I reject that. The best way i can live freely is to live without labels, without theories, and without what others tell me is the truth or is fact.
 
Okay, so positive liberty sounds more attractive than its cousin, but again, both types of 'liberty' are defined within the political arena. Philosophy that is grounded in politics is limiting itself. Politics is the basest form of human life, in that it is about some people attempting to control other people. Politics is also just a part of the whole human existence, and unless you tackle the whole, you cannot solve the whole.

My freedom that i'm talking about is close to the positive liberty in your links, but without any politics, and without society. The freedom i want is to operate my life my way within the communities that i come into contact with.

If there's one man i've read who i find it just about impossible to argue against anything he says, it's fromm, and i notice he's quoted quite a bit in those two links. I like his marriage of economics and psychology.

So, let me redefine freedom as i see it now that the thread has progressed.

To be able to be and do as one chooses without interference or control by other people, so long as one does not interfere with or control others. Hence the need for responsibility.

Necessarily freedom is hard work, and that is one of the reasons i believe that people choose security instead.
 
So, let me redefine freedom as i see it now that the thread has progressed.

To be able to be and do as one chooses without interference or control by other people, so long as one does not interfere with or control others. Hence the need for responsibility.

Necessarily freedom is hard work, and that is one of the reasons i believe that people choose security instead.

People get too obsessed with the word 'responsibility'.

Ability to respond if I choose, may be all well and good, but the acceptance of a 'duty' is more accurate for me.

I am intrigued that you feel that you released yourself from the control of the state by moving abroad. I have travelled loads, but I could never say that the state of the country I am in didn't have similar powers to send the plod to get me if they saw a need to do so.
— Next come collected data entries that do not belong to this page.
PR #398, opened 2026-06-09
Small changes to make configuration more pleasant

benfulton:
- Update some CI version tools

- Remove FLIBS and LAPACK_LIBS from the climatology makefile. (They are redundant and can cause problems with overlong command lines)

- Change femtools to support NumPY 2.0

- Update Python installer to use `python -m pip install` rather than `python setup.py`

- Remove clean_python from the clean command in the makefile as it no longer exists


femtools/embed_python.c
```diff
@@ -43,6 +43,17 @@ USA
 #ifdef HAVE_NUMPY
 #define NPY_NO_DEPRECATED_API NPY_1_7_API_VERSION
 #include "numpy/arrayobject.h"
+
+static int ensure_numpy_api(void) {
+  if (PyArray_API != NULL) {
+    return 0;
+  }
```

I like being in England because I can talk to people on the street and have a laugh. It is that kind of thing I miss when I'm away.

Still it is true that the freedom debate has gone away as we have discussed before. I suspect that eventually it will come back, and liberal revolution could usher in a golden age of freedoms long forgotten, however the tide seems to be going the other way as a recent article here suggests.

Until then we will continue to turn a blind eye to the wasteland of culture we have created whilst pretending that more and more locks are the answer.
 
I can't associate duty with freedom. Duty feels externally imposed. Responsibility is internally taken.

I didn't actually release myself from state control when i moved abroad. It just became an unintended or unanticipated outcome. I didn't even mean to move abroad. My travelling just extended itself.

It just so happens that policemen were always omnniprescent when i lived in england, and they seem even more so when return for holidays noawdays, not to mention the politicians and all others representing state machinery. Where i live now, it is nothing like that at all. The only thing i have to deal with is visas, and while i work that is nothing much.

Basically the state gets right in your face in england, whereas here in thailand where i live it rarely comes into my life, or into the lives of thais themselves.

And i know what you mean about talking to people in the street and having a laugh, but i'm living in quite a multicultural international town where i can do just that with people from all over the world, as well the locals.
 
It's those sorts of reports that i find shocking. What dreadful reading! Record every phone call, internet connection and so on??? It brings into this debate the undoubted links between insanity and security, sanity and freedom.

The minds that are concocting up this scenario of checking everyone all the time really need removing from society.